Representing the government, attorney Katelin Shugart-Schmidt said the water project has been the most complex and heavily analyzed water project in the country for 20 years. She said Reclamation followed the requirements commanded in 2015 by honoring the long-term contract renewals.

“As a practical matter, the federal agencies here have done their work under the law,” Shugart-Schmidt said, calling the plaintiffs’ argument a “horse and cart situation.” She said unless a new consultation is initiated under a legal mandate, Reclamation does not have the discretion to change operations.

“The goal of the act is that the project be evaluated by Fish and Wildlife to determine if it can move forward without causing jeopardy, and as long as that is the case that's really the end of it,” she said.
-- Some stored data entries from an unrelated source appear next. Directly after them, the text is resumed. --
PR #4109, opened 2018-04-24
API documentation: mention step unit

jotak:
Mention in http api docs that step parameter is in seconds.

@brian-brazil I imagine this is trivial enough to not have to create an issue first, right?

Signed-off-by: Joel Takvorian <jtakvori@redhat.com>

### DIFF
--- a/docs/querying/api.md
+++ b/docs/querying/api.md
@@ -132,7 +132,7 @@ URL query parameters:
 - `query=<string>`: Prometheus expression query string.
 - `start=<rfc3339 | unix_timestamp>`: Start timestamp.
 - `end=<rfc3339 | unix_timestamp>`: End timestamp.
-- `step=<duration>`: Query resolution step width.
+- `step=<duration>`: Query resolution step width in seconds.
 - `timeout=<duration>`: Evaluation timeout. Optional. Defaults to and
    is capped by the value of the `-query.timeout` flag.
 


docs/querying/api.md
```diff
@@ -132,7 +132,7 @@ URL query parameters:
 - `query=<string>`: Prometheus expression query string.
 - `start=<rfc3339 | unix_timestamp>`: Start timestamp.
 - `end=<rfc3339 | unix_timestamp>`: End timestamp.
-- `step=<duration>`: Query resolution step width.
+- `step=<duration>`: Query resolution step width in seconds.
```
brian-brazil: Not quite. This is a <duration> as defined over in the configuration docs, but it also accepts a floating point number of seconds. We should copy the definition of <duration> over, and add that this can be a float too.

jotak: Do you mean it's the same as this:
`<duration>: a duration matching the regular expression [0-9]+(ms|[smhdwy])`
?
I assumed it was seconds cause all example I've seen generally don't specify the unit, and if I understand correctly it defaults to seconds then.

jotak: ok - so this PR is not necessary, I'm closing it

brian-brazil: It's not the same as a <duration>, as it also allows a floating point value.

She warned the panel against any additional mandate of an agency to consider actions “beyond the scope of the requested project.”

Attorney Meredith Nikkel, representing Sacramento River settlement contractors including Reclamation District 108, asked for the court to allow Reclamation to continue its work “without this nearly two decades-long cloud of ongoing litigation.” Nikkel urged the panel to toss the appeal because Reclamation complied with the law by analyzing how to divert water quantities and not jeopardize delta smelt populations.

“There are no biological opinions that require any changes to the settlement contract terms, so it would be premature to speculate about what the effect of such a biological opinion might be,” she said.

"Did the validity of the new contracts depend in any way on whether the old contracts were valid under law?" Gould asked.

An attorney arguing for the water managers said no, and that even if the conservation groups had prevailed on their claims, the contracts would not have been deemed automatically invalid.

In rebuttal, Chisholm said the defendants are essentially asking the court to “take on the role of expert, to determine whether the partial consultation was sufficient.”

“The court should not be put in that position,” she said. “The court cannot guess what might have been implied in an agency decision making process. By chopping off 15 years of federal action, the agency is arbitrary and capricious without considering the full effects, and those could have had an impact."

The court took the arguments under submission, and will issue an order.